Exercise goal: Filter the records down to the lines that hold the word "Transport", and copy each of those lines.

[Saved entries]
# # # #
PR #244, opened 2024-08-01
Provide more information when throwing errors

stellarhoof:
Use the standard Error class [cause property](https://developer.mozilla.org/en-US/docs/Web/JavaScript/Reference/Global_Objects/Error/cause#providing_structured_data_as_the_error_cause) to add more context about the original elasticsearch error.

<details>
<summary>Before</summary>

```javascript
{
  path: "search"
  method: "create"
  type: "error"
  correlationId: "66ab9da679f959ad29007f5e"
  hook.type: "before"
  message: "(at contexture node with key=undefined and type=fieldValuesGroupStats) x_content_parse_exception: [x_content_parse_exception] Reason: [1:416] [terms] failed to parse field [size]"
  stack: "ResponseError: (at contexture node with key=undefined and type=fieldValuesGroupStats) x_content_parse_exception: [x_content_parse_exception] Reason: [1:416] [terms] failed to parse field [size]\n    at onBody (/Users/ah/Code/smartprocure/spark/node_modules/@elastic/elasticsearch/lib/Transport.js:367:23)\n    at IncomingMessage.onEnd (/Users/ah/Code/smartprocure/spark/node_modules/@elastic/elasticsearch/lib/Transport.js:291:11)\n    at IncomingMessage.emit (node:events:531:35)\n    at endReadableNT (node:internal/streams/readable:1696:12)\n    at process.processTicksAndRejections (node:internal/process/task_queues:82:21)"
}
```

</details>

<details>
<summary>After</summary>

```javascript
{
  path: "search"
  method: "create"
  type: "error"
  correlationId: "66ab9cd459cd7adf705c25ec"
  hook.type: "before"
  message: "x_content_parse_exception: [x_content_parse_exception] Reason: [1:416] [terms] failed to parse field [size]"
  cause: {
    "contexture": {
      "node": {
        "type": "fieldValuesGroupStats",
        "groupField": "Organization.ID",
        "statsField": "LineItem.TotalPrice",
        "size": 0,
        "stats": {
          "sum": true,
          "topHits": {
            "size": 1,
            "_source": [
              "Organization.NameState",
              "Organization.WebSite"
            ]
          }
        },
        "schema": "sp-data-lit"
      }
    },
    "body": {
      "error": {
        "root_cause": [
          {
            "type": "x_content_parse_exception",
            "reason": "[1:416] [terms] failed to parse field [size]"
          }
        ],
        "type": "x_content_parse_exception",
        "reason": "[1:416] [terms] failed to parse field [size]",
        "caused_by": {
          "type": "illegal_argument_exception",
          "reason": "[size] must be greater than 0. Found [0] in [groups]"
        }
      },
      "status": 400
    },
    "statusCode": 400,
    "headers": {
      "content-length": "337",
      "content-type": "application/json",
      "x-cloud-request-id": "r2BGX2psRgmkknQsHE08AQ",
      "x-elastic-product": "Elasticsearch",
      "x-found-handling-cluster": "797f46cce5f64cf7a6ba8ca46dbd154d",
      "x-found-handling-instance": "instance-0000000016",
      "x-opaque-id": "spark-ahernandez@govspend.com",
      "date": "Thu, 01 Aug 2024 14:33:56 GMT"
    }
  }
  stack: "ResponseError: x_content_parse_exception: [x_content_parse_exception] Reason: [1:416] [terms] failed to parse field [size]\n    at onBody (/Users/ah/Code/smartprocure/spark/node_modules/@elastic/elasticsearch/lib/Transport.js:367:23)\n    at IncomingMessage.onEnd (/Users/ah/Code/smartprocure/spark/node_modules/@elastic/elasticsearch/lib/Transport.js:291:11)\n    at IncomingMessage.emit (node:events:531:35)\n    at endReadableNT (node:internal/streams/readable:1696:12)\n    at process.processTicksAndRejections (node:internal/process/task_queues:82:21)"
}
```

</details>

### DIFF
--- a/packages/provider-elasticsearch/src/index.js
+++ b/packages/provider-elasticsearch/src/index.js
@@ -109,7 +109,20 @@ let ElasticsearchProvider = (config = { request: {} }) => ({
     node._meta.requests.push(metaObj)
     let count = counter.inc()
     debug('(%s) Request: %O\nOptions: %O', count, request, requestOptions)
-    let response = await search(request, requestOptions)
+
+    let response
+    try {
+      response = await search(request, requestOptions)
+    } catch (e) {
+      // Provide information about the error in the standard `cause` property
+      // See https://developer.mozilla.org/en-US/docs/Web/JavaScript/Reference/Global_Objects/Error/cause#providing_structured_data_as_the_error_cause
+      e.cause = e.meta ?? {}
+      delete e.meta
+      // Remove duplicated information.
+      delete e.cause.meta
+      throw e
+    }
+
     let body = isAtLeastVersion8(client) ? response : response?.body
 
     // If body has timed_out set to true, log that partial results were returned,
--- a/packages/server/src/utils.js
+++ b/packages/server/src/utils.js
@@ -60,10 +60,13 @@ export let runTypeFunction = (config) => async (name, node, search) => {
     return await (search
       ? fn(node, search, schema, config)
       : fn(node, schema, config))
-  } catch (error) {
+  } catch (e) {
     // Sometimes we throw strings instead of errors
-    const message = _.getOr(error, 'message', error)
-    error.message = `(at contexture node with key=${node.key} and type=${node.type}) ${message}`
+    const error = _.isString(e) ? new Error(e) : e
+    error.cause = {
+      contexture: { node },
+      ...(_.isString(error.cause) ? { error: error.cause } : error.cause ?? {}),
+    }
     throw error
   }
 }
--- a/.changeset/quick-mirrors-tease.md
+++ b/.changeset/quick-mirrors-tease.md
@@ -1,0 +1,6 @@
+---
+'contexture-elasticsearch': patch
+'contexture': patch
+---
+
+Better error reporting
--- a/.changeset/quick-mirrors-tease.md
+++ b/.changeset/quick-mirrors-tease.md
@@ -3,4 +3,4 @@
 'contexture': patch
 ---
 
-Better error reporting
+Use the standard Error class [cause property](https://developer.mozilla.org/en-US/docs/Web/JavaScript/Reference/Global_Objects/Error/cause#providing_structured_data_as_the_error_cause) to add more context about the original elasticsearch error.


ccalbaugh (approved):
Looks like a great improvement!

packages/provider-elasticsearch/src/index.js
```diff
@@ -109,7 +109,20 @@ let ElasticsearchProvider = (config = { request: {} }) => ({
...
+    let response
+    try {
+      response = await search(request, requestOptions)
+    } catch (e) {
+      // Provide information about the error in the standard `cause` property
+      // See https://developer.mozilla.org/en-US/docs/Web/JavaScript/Reference/Global_Objects/Error/cause#providing_structured_data_as_the_error_cause
+      e.cause = e.meta ?? {}
+      delete e.meta
+      // Remove duplicated information.
+      delete e.cause.meta
```
positiveVibes4all, line 122: This is a redundant delete and can be removed.

packages/server/src/utils.js
```diff
@@ -60,10 +60,13 @@ export let runTypeFunction = (config) => async (name, node, search) => {
...
       : fn(node, schema, config))
-  } catch (error) {
+  } catch (e) {
     // Sometimes we throw strings instead of errors
-    const message = _.getOr(error, 'message', error)
-    error.message = `(at contexture node with key=${node.key} and type=${node.type}) ${message}`
+    const error = _.isString(e) ? new Error(e) : e
+    error.cause = {
+      contexture: { node },
+      ...(_.isString(error.cause) ? { error: error.cause } : error.cause ?? {}),
```
positiveVibes4all, line 68: This line causes an error because the precedence of ?? is higher the ?, replace ?? with || to fix this.

[Here is a reference to this precedence in documentation](https://developer.mozilla.org/en-US/docs/Web/JavaScript/Reference/Operators/Nullish_coalescing#:~:text=The%20nullish%20coalescing%20operator,thrown%20in%20such%20cases.).

positiveVibes4all (changes requested):
Changes requested

packages/provider-elasticsearch/src/index.js
stellarhoof: It's not. `e.meta` is not `e.cause.meta`.

packages/server/src/utils.js
stellarhoof: Did you test this and found an error?

`x ? {} : z ?? {}` and `(x ? {} : z) ?? {}` are equivalent. They both ensure the result of the expression is an object so that the spread doesn't fail.

positiveVibes4all: the nullish operator has a higher precedence, so there is an error in the code when testing this in isolation on runkit. It produces an error when attempting to run because of this, you cannot combine ?? and ? apparently because of the precedence issue. Even with they simple example you posted it still has an error.

packages/provider-elasticsearch/src/index.js
positiveVibes4all: when you set e.cause it clobbers any data and when you delete e.meta it deletes it for cause also  I ran some quick tests to be sure. It is redundant. 
Screenshot 2024-08-05 at 8 53 32 AM

Unless you are expecting meta to have an embedded meta? That does not seem right though.

packages/server/src/utils.js
positiveVibes4all: Actually, I think that runkit has an issue with ?? which makes no sense because the versions look up to date. 

This could be a bad pattern though because of the precedence, but in this case, it is fine because the logic is not problematic.

packages/provider-elasticsearch/src/index.js
stellarhoof: The `error` from elastic doesn't have a `cause` property. Here's a more realistic one

Screenshot 2024-08-05 at 12 08 08 PM

positiveVibes4all: My point is that if you expect meta to have a meta prop then this is fine, but I would not expect that as it makes little sense. If you are solving for that case this is fine as I said above.

positiveVibes4all (approved):

packages/provider-elasticsearch/src/index.js
stellarhoof: > My point is that if you expect meta to have a meta prop then this is fine

Yes that is the expectation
# # # #
Result of the task:
  stack: "ResponseError: (at contexture node with key=undefined and type=fieldValuesGroupStats) x_content_parse_exception: [x_content_parse_exception] Reason: [1:416] [terms] failed to parse field [size]\n    at onBody (/Users/ah/Code/smartprocure/spark/node_modules/@elastic/elasticsearch/lib/Transport.js:367:23)\n    at IncomingMessage.onEnd (/Users/ah/Code/smartprocure/spark/node_modules/@elastic/elasticsearch/lib/Transport.js:291:11)\n    at IncomingMessage.emit (node:events:531:35)\n    at endReadableNT (node:internal/streams/readable:1696:12)\n    at process.processTicksAndRejections (node:internal/process/task_queues:82:21)"
  stack: "ResponseError: x_content_parse_exception: [x_content_parse_exception] Reason: [1:416] [terms] failed to parse field [size]\n    at onBody (/Users/ah/Code/smartprocure/spark/node_modules/@elastic/elasticsearch/lib/Transport.js:367:23)\n    at IncomingMessage.onEnd (/Users/ah/Code/smartprocure/spark/node_modules/@elastic/elasticsearch/lib/Transport.js:291:11)\n    at IncomingMessage.emit (node:events:531:35)\n    at endReadableNT (node:internal/streams/readable:1696:12)\n    at process.processTicksAndRejections (node:internal/process/task_queues:82:21)"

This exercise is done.